# Take care of yourself first, you can’t pour from an empty cup.



## elroy

_Take care of yourself first, you can’t pour from an empty cup._

Meaning: If you don’t take care of yourself / meet your own needs, you can’t take care of / help / support / give to others.

My attempt: _Pass zuerst auf dich auf, aus einer leeren Tasse wird nichts gegossen. _


----------



## Schlabberlatz

elroy said:


> My attempt: _Pass zuerst auf dich auf, aus einer leeren Tasse wird nichts gegossen. _


Da würde ich nicht verstehen, was gemeint ist.

Vielleicht:
Sorge zuerst für dich selbst. Wer nichts hat, der kann auch nichts abgeben.

Aber das ist nicht so bildhaft. Also vielleicht besser:
Wenn dein Glas leer ist, kannst du niemandem einen Schluck abgeben.

Aber wart erstmal ab, was sonst noch an Vorschlägen kommt.


----------



## Sowka

Mein Vorschlag: Sorge zunächst für dich selbst, eine leere Tasse kann niemanden laben.

Ein bisschen altertümlich, aber ich finde es gerade hübsch. 

Cross-posted mit Schlabberlatz

Edit: Vielleicht besser: Becher statt Tasse. Das passt besser ins alte Bild, finde ich._ Sorge zunächst für dich selbst -- ein leerer Becher kann niemanden laben_.


----------



## bearded

elroy said:


> Take care of yourself first


Vielleicht auch:  _Kümmere dich zunächst um dich selbst_..


----------



## Kajjo

Schlabberlatz said:


> Sorge zuerst für dich selbst. Wer nichts hat, der kann auch nichts abgeben.


I like the straight-forwardness of this translation. This is 100% comprehensible without any awkwardness. 

I might phrase the second part as "Denn wer nichts hat, kann auch nichts abgeben."



bearded said:


> Kümmere dich zunächst um dich selbst


Yes, that fits very well, too.



Sowka said:


> Sorge zunächst für dich selbst, eine leere Tasse kann niemanden laben


Ja, aber ich denke, "niemanden" beinhaltet nicht so schön, dass man _anderen _helfen will.

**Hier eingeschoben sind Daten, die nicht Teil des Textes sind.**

PR #493, opened 2022-05-19
Pro-Org - Positions having allocation request missing in org-chart histogram

xssic:
- [x] New feature
- [ ] Bug fix
- [ ] High impact

**Description of work:**
When creating or deleting request, logic should update hasRequest property on pro-org position instance.
true if request is created
false if request is deleted

Property does not exist if no request exists. Property may exist on older instances created based on PIMS as source.
(Previously requests where handled in PIMS)

AB#28770

**Testing:**
- [x] Can be tested
- [x] Local tests are passing

Should be able to verify using histograms in Pro-Org app.
Creating request, should tag instance. Should reflect in historgram's.

**Checklist:**
- [x] Considered work items 
- [x] Considered security

### DIFF
--- a/src/backend/api/Fusion.Resources.Logic/Requests/Commands/ResourceAllocationRequest/UpdateOrgPositionInstanceHaveRequest.cs
+++ b/src/backend/api/Fusion.Resources.Logic/Requests/Commands/ResourceAllocationRequest/UpdateOrgPositionInstanceHaveRequest.cs
@@ -5,50 +5,48 @@ using System;
 using System.Linq;
 using System.Threading;
 using System.Threading.Tasks;
-using Fusion.Resources.Domain.Queries;
 
 namespace Fusion.Resources.Logic.Commands
 {
     public class UpdateOrgPositionInstanceHaveRequest : IRequest
     {
-        public UpdateOrgPositionInstanceHaveRequest(Guid requestId, bool haveRequest)
+        public UpdateOrgPositionInstanceHaveRequest(Guid orgProjectId, Guid orgPositionId, Guid orgPositionInstanceId, bool haveRequest)
         {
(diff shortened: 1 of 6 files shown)


src/backend/api/Fusion.Resources.Logic/Requests/Commands/ResourceAllocationRequest/UpdateOrgPositionInstanceHaveRequest.cs
```diff
@@ -0,0 +1,73 @@
...
+using Newtonsoft.Json.Linq;
+using System;
+using System.Linq;
+using System.Threading;
+using System.Threading.Tasks;
+using Fusion.Resources.Domain.Queries;
+
+namespace Fusion.Resources.Logic.Commands
+{
+    public class UpdateOrgPositionInstanceHaveRequest : IRequest
```
loldot, line 12: We already have notifications for `InternalRequestCreated` and `InternalRequestDeleted`. Could add a handler for both these notifications and set hasRequest = true false based on type of notification instead of adding a new request issued by controllers. I.e. 

```cs
UpdateOrgPositionInstanceHaveRequestHandler : INotificationHandler<InternalRequestCreated>, INotificationHandler<InternalRequestDeleted>
{
     Handle(InternalRequestCreated...) => Update(..., hasRequest: true);
     Handle(InternalRequestDeleted...) => Update(..., hasRequest: false);
}
```

xssic: Could utilize this yes. Agree :-)
Revoved from controller

loldot (approved):

PR #509, opened 2022-07-26
Enable support for usage of org unit scoped roles in authorization requirements

loldot:
- [x] New feature
- [ ] Bug fix
- [ ] High impact

**Description of work:**
AB#30484

Resource owners are currently limited to accessing competency centers related to their location in line org. Certain scenarios exist where it would be useful to grant resource owner access to competency centers even though the regular line org hierarchy should not allow it. I.e. EPN SUB and EPI SUB shares resources and would like to be able to get an overview of all competency centers. The current `FullControl` role is too coarse grained to be used extensively, therefore this PR adds a new OrgUnit scoped role, `ResourceOwner`.

In contrast to the permissions granted from being a resource owner in line org, the new role allows being explicit about how the access is granted with regards to subdepartments. 

i.e. when a person is resource owner in PDP PRD FE, he or she will have write access to all departments and their subdepartments in PDP PRD FE, and read access to all departments and subdepartments in PDP PRD.

Granting the new scoped role for resource owner to PDP PRD FE will only grant read/write access to PDP PRD FE, not any parents or subdepartments. To grant access to subdepartments, the scope PDP PRD FE * can be used instead.

**Testing:**
- [x] Can be tested
- [x] Local tests are passing

**Checklist:**
- [x] Considered work items  ([AB#30484](https://statoil-proview.visualstudio.com/Fusion%20Apps%20-%20Product%20Owners/_backlogs/backlog/Equinor%20Resource%20Management/Stories/?workitem=30484))
- [x] Considered security


src/backend/Fusion.Resources.Authorization/Fusion.Resources.Authorization.csproj
```diff
@@ -13,9 +13,9 @@
     </Content>
   </ItemGroup>
   <ItemGroup>
-    <PackageReference Include="Fusion.ApiClients.Org" Version="5.0.6" />
+    <!--<PackageReference Include="Fusion.ApiClients.Org" Version="5.0.6" />-->
```
xssic, line 16: If not needed, remove

src/backend/api/Fusion.Resources.Api/Fusion.Resources.Api.csproj
```diff
@@ -19,14 +19,14 @@
 
 	<ItemGroup>
 		<PackageReference Include="Bogus" Version="34.0.2" />
-		<PackageReference Include="Fusion.Integration" Version="6.0.0" />
+		<PackageReference Include="Fusion.Integration" Version="6.0.3" />
 		<PackageReference Include="Fusion.Events.Server" Version="3.0.0" />
 		<!-- No longer need this reference, but keeping for future ref. -->
 		<!--<PackageReference Include="Fusion.Integration.Profile.Abstractions" Version="5.1.0" />-->
```
xssic, line 25: Not yours to change, but not sure why we need this for future ref... (ref. the one I asked to remove)

src/backend/api/Fusion.Resources.Domain/Commands/Departments/AddDelegatedResourceOwner.cs
```diff
@@ -24,25 +20,24 @@ public AddDelegatedResourceOwner(string departmentId, Guid responsibleAzureUniqu
...
                 {
-                    DateCreated = DateTime.UtcNow,
-                    DateFrom = request.DateFrom,
-                    DateTo = request.DateTo,
-                    DepartmentId = request.DepartmentId,
-                    ResponsibleAzureObjectId = request.ResponsibleAzureUniqueId,
-                };
-
-                db.DepartmentResponsibles.Add(delegatedResourceOwner);
-                await db.SaveChangesAsync(cancellationToken);
```
xssic, line 45: Just asking..
This change is intended ? (to move from resource-db-table to roles service?
If this table is not to be used anymore, we should remove it.

src/backend/tests/Fusion.Testing.Mocks.ProfileService/Api/PersonsController.cs
```diff
@@ -19,6 +19,7 @@ namespace Fusion.Testing.Mocks.ProfileService.Api
     public class PersonsController : ControllerBase
     {
         [MapToApiVersion("3.0")]
```
xssic, line 21: in this test, do we need the old api-version ?

xssic (commented):
Guess you should fix all failing tests first.
Maybe also remove table DepartmentResponsibles and refs, if not to be used anymore ?

src/backend/api/Fusion.Resources.Domain/Commands/Departments/AddDelegatedResourceOwner.cs
loldot: yes, the change is intended. We could remove the table, but it's still in use when checking access. Removing the table would require a very complex migration from the table to the roles service. I would think it's better to wait untill all delegations have expired and delete at a later stage.

src/backend/tests/Fusion.Testing.Mocks.ProfileService/Api/PersonsController.cs
loldot: yes, but new version is not required

xssic (approved):

xssic (changes requested):
Do believe we need to revise role-integration

xssic (approved):

PR #691, opened 2024-06-05
PUBD-1327 Sort the series selectorList by the ordering column

hardyoyo:
Since the ordering column is present in the series selectorList props, let's use it to order the selectorList data. Fixes PUBD-1327.


hardyoyo:
deployed on dev and stg for testing, here's a path to a good test series on stg:

https://pub-jschol2-stg.escholarship.org/uc/cshe_150w_f100

remember to bring your key

everreau (approved):
👍

PR #692, opened 2024-06-06
Run the maybeSocks.rb tool before attempting to deploy.

hardyoyo:
- Should avoid situations where the proxied connection to S3 is
  dropped in the middle of a deploy


hardyoyo:
since I've tested this (works), and it's for a Lando dev environment, I'm just merging this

Bei "abgeben" wird klar, dass ein Transfer stattfindet, bei "laben" könnte es sich auch auf einen selbst beziehen, der sich erquicken will.


----------



## elroy

Kajjo said:


> I like the straight-forwardness of this translation.


I was hoping for something metaphorical like the English.


----------



## Kajjo

elroy said:


> I was hoping for something metaphorical like the English.


Hm, OK. Many German aphorisms are quite straight-forward, though.


----------



## Sowka

Kajjo said:


> Ja, aber ich denke, "niemanden" beinhaltet nicht so schön, dass man _anderen _helfen will. Bei "abgeben" wird klar, dass ein Transfer stattfindet, bei "laben" könnte es sich auch auf einen selbst beziehen, der sich erquicken will.


Interessanter Hinweis, danke!

Dann vielleicht: _Sorge zunächst für dich selbst -- ein leerer Becher kann niemand anderen laben_.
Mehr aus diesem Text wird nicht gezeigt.